Have you ever seen a trend, and thought to yourself “that is ridiculous, I would never be caught dead in that?” Yeah, me too. Then some time passes by or I see someone like Gigi Hadid rocking a trend I initially deemed grotesque; and all of sudden I’m dying for a pair of tiny triangle sunglasses (regardless of how impractical they are). I caved okay, sue me. Kanye was right, big sunglasses are out, and 2018 is indeed all about tiny sunglasses.
This isn’t the only trend that I have suddenly become obsessed with. Oversized puffer jackets for instance; how many of you never thought you would ever wear them? Now look at you! I bet you have three in your closet right now. Or the plastic coat which truly doesn’t have any functionality to it at all. First, you can’t hide anything, your secrets are quite literally open to the public. So, for all those girls who spill a lot (which I myself am a victim), I suggest wearing bibs like a toddler because your translucent coat will not hide your dirty secrets. Another lovely trait of plastic is the fact that it traps in heat; so, don’t you dare break a sweat or you will be one sweaty mess. Lastly, plastic is not meant to be worn as an article of clothing. It’s stiff. Meaning you quite literally resemble a robot because it’s not conducive to the movement of the human body. That being said, here I am with one in my closet. Where you may ask am I going to wear this highly practical article of clothing? I have yet to find the prime occasion but after I saw someone at New York Fashion Week rocking one I thought “hey, you should waste your money on something that is cool that will hang in your closet until you come to terms with the fact that you aren’t trendy enough to wear something so outrageous.” My good friend Bethany Byrd once said, “I saw Cady Heron wearing army pants and flip-flops, so I bought army pants and flip-flops.” Bethany, I’m with you girl. I saw a Kaia Gerber wearing a clear coat, so I bought a clear coat.

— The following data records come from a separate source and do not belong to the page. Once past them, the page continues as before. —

PR #2440, opened 2025-10-28
Obstacle rewrite

rishiso:
## Motivation
The previous obstacle system had several issues:
- Use of dynamic obstacles (deprecated)
- Use of globally published obstacles (deprecated)
- Poor obstacle avoidance for moving obstacles (ie. enemy robots)
- No clear separation between obstacle cores (hard physical collisions) and padding zones (safety margins)
- Lack of extensibility for obstacle functionality

## Changes
Did a complete rewrite of the current obstacles system:
- New consolidated `Obstacle`/`ObstacleSet`
  - Updated all use cases accordingly
  - Better visualization functionality for obstacles
- Improved creation of moving obstacles via stadium shapes
- Removed deprecated features
- Optimized `EscapeObstaclesPathPlanner`
- General cleanup of obstacle-related code

[ClickUp card](https://app.clickup.com/t/86b6e8ne2)

## Testing
Did some basic testing and nothing seems broken. Going to do thorough testing on shop computer since Docker is lagging with all the drawing and stuff


Squid5678:
@rishiso what's the status of this PR?

rishiso:
Blocked thinking about some design issues @Squid5678. Going to try to finish during today's meeting

src/rj_planning/src/trajectory_utils.cpp
```diff
@@ -2,7 +2,7 @@
 
 namespace planning {
 
-bool trajectory_hits_static(const Trajectory& trajectory, const rj_geometry::ShapeSet& obstacles,
+bool trajectory_hits_static(const Trajectory& trajectory, const ObstacleSet& obstacles,
```
jvogt23: Can this be renamed to trajectory_hits_obstacle or are we still differentiating between obstacle types?

src/rj_planning/include/rj_planning/obstacle.hpp
```diff
@@ -1,29 +1,53 @@
...
+    virtual bool obstacle_near(rj_geometry::Point pt, float thresh) {
+        return obstacle->near_point(pt, thresh);
+    }
+
+    virtual bool padding_near(rj_geometry::Point pt, float thresh) {
+        return padding->near_point(pt, thresh);
+    }
+
+    // Convenience methods: hit() delegates to padding_hit() for compatibility
+    virtual bool hit(rj_geometry::Point pt) { return padding_hit(pt); }
```
jvogt23, line 40: If we consider the "obstacle" shape to be the obstacle itself and the padding to be an unsafe zone/an area where you are likely to hit the obstacle, would it be better to have hit() delegate to obstacle_hit()?

Or are we considering a "hit" to the obstacle to be a collision with either the obstacle or the unsafe zone?

src/rj_planning/include/rj_planning/obstacle.hpp
```diff
@@ -1,29 +1,53 @@
...
+    virtual bool hit(const rj_geometry::Segment& seg) { return padding_hit(seg); }
+
+    virtual std::shared_ptr<rj_geometry::Shape> get_obstacle() { return obstacle; }
+
+    virtual std::shared_ptr<rj_geometry::Shape> get_padding() { return padding; }
 
 protected:
     std::shared_ptr<rj_geometry::Shape> obstacle;
     std::shared_ptr<rj_geometry::Shape> padding;
-    std::shared_ptr<rj_geometry::Point> velocity;
```
jvogt23, line 25: Is an obstacle that scales by velocity something we plan to implement in a subclass, or are we getting rid of that idea altogether?

If neither of those are the case, I would think we would still need line 25.

src/rj_planning/include/rj_planning/plan_request.hpp
```diff
@@ -30,7 +29,6 @@ namespace planning {
 struct PlanRequest {
     PlanRequest(RobotInstant start, MotionCommand command,  // NOLINT
```
jvogt23, line 30: Do we still want PlanRequest to expect a ShapeSet for field_obstacles instead of an ObstacleSet?

EDIT: Is this a ShapeSet for compatibility with ROS messages?

src/rj_planning/include/rj_planning/trajectory_utils.hpp
```diff
@@ -21,25 +18,7 @@ namespace planning {
...
- * @param out_hit_obstacle A bounding circle for the obstacle that was hit.
- * @param out_hit_time     The time of the collision (output parameter).
- * @return                 Whether or not there is a collision.
- */
-bool trajectory_hits_dynamic(const Trajectory& trajectory,
-                           const std::vector<DynamicObstacle>& obstacles,
-                           RJ::Time start_time,
-                           rj_geometry::Circle* out_hit_obstacle,
-                           RJ::Time* out_hit_time);
+bool trajectory_hits_static(const Trajectory& trajectory, const ObstacleSet& obstacles,
```
jvogt23: May make sense to rename to "trajectory_hits_obstacle"

jvogt23 (changes requested):
Looks pretty good, just a few questions/comments

src/rj_planning/src/trajectory_utils.cpp
rishiso: renamed, we can keep it the same

src/rj_planning/include/rj_planning/obstacle.hpp
rishiso: I decided to make `hit()` delegate to `padding_hit()` since this is the typical use case for obstacle

src/rj_planning/include/rj_planning/obstacle.hpp
rishiso: We recreate obstacles every tick based on their current velocity, so velocity is only needed at obstacle creation time. Thus, I decided to remove it from the members. If we do need to store velocity for some reason, we can create a subclass later.

src/rj_planning/include/rj_planning/plan_request.hpp
rishiso: Yes it is mainly for ROS compatibility

src/rj_planning/include/rj_planning/trajectory_utils.hpp
rishiso: Fixed

jvogt23 (approved):
LGTM

shourikb (approved):
LGTM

Transparent coats always make me think of Kim Kardashian in those thigh-highs completely see through boots. Now those are truly ridiculous! Do I own a pair? Me? No, I don’t secretly have a pair stowed away in my closet just in case Kiki decides that she wants to become my best friend and annoyingly insists that we twin every day because she is so obsessed with me… Ok fine, I’m ashamed to admit that I do.
However, in all seriousness, speaking of the Kardashians, what is this trend of the mid-calf biker shorts? It’s practical in the case you decide you want to go for a quick spin around the block. Or is the purpose to show off their voluminous (albeit cosmetically enhanced) derriere? Let’s be honest, jeans do that just fine without mimicking the style choices of Usain Bolt. This is a trend you will never see me caught dead in, and if you do, then you know that I have been brainwashed by Kanye. That being said, at this rate you’ll probably see me strolling around the block in my mid-calf biker shorts by summer.
My final rant will be dedicated to Scrunchies. Why are scrunchies coming back? They basically consume your whole head of hair while making you look like a five-year-old. Maybe I am scarred from my good old days of gymnastics where my scrunchies matched my leotard. Or when I thought I was super cool because I looked like Michelle from Full house. At the ripe-old age of 24 who wants to be twinning with a four-year old? I certainly don’t. Yet once again, I invite you all to look through my bathroom draws, and we can count together how many scrunchies I own. However, I will give myself some credit – I don’t wear them in public, they are strictly for the days that I have pushed the limits of dry shampoo.
I think overall the lesson that I have learned is never say never, whether we classify it as peer pressure or a change of heart, fashion wins me over it. Except that’s why we love it, right? We see a trend that we hate but then over time through countless bloggers, and insta post we change our mind and obsess over it.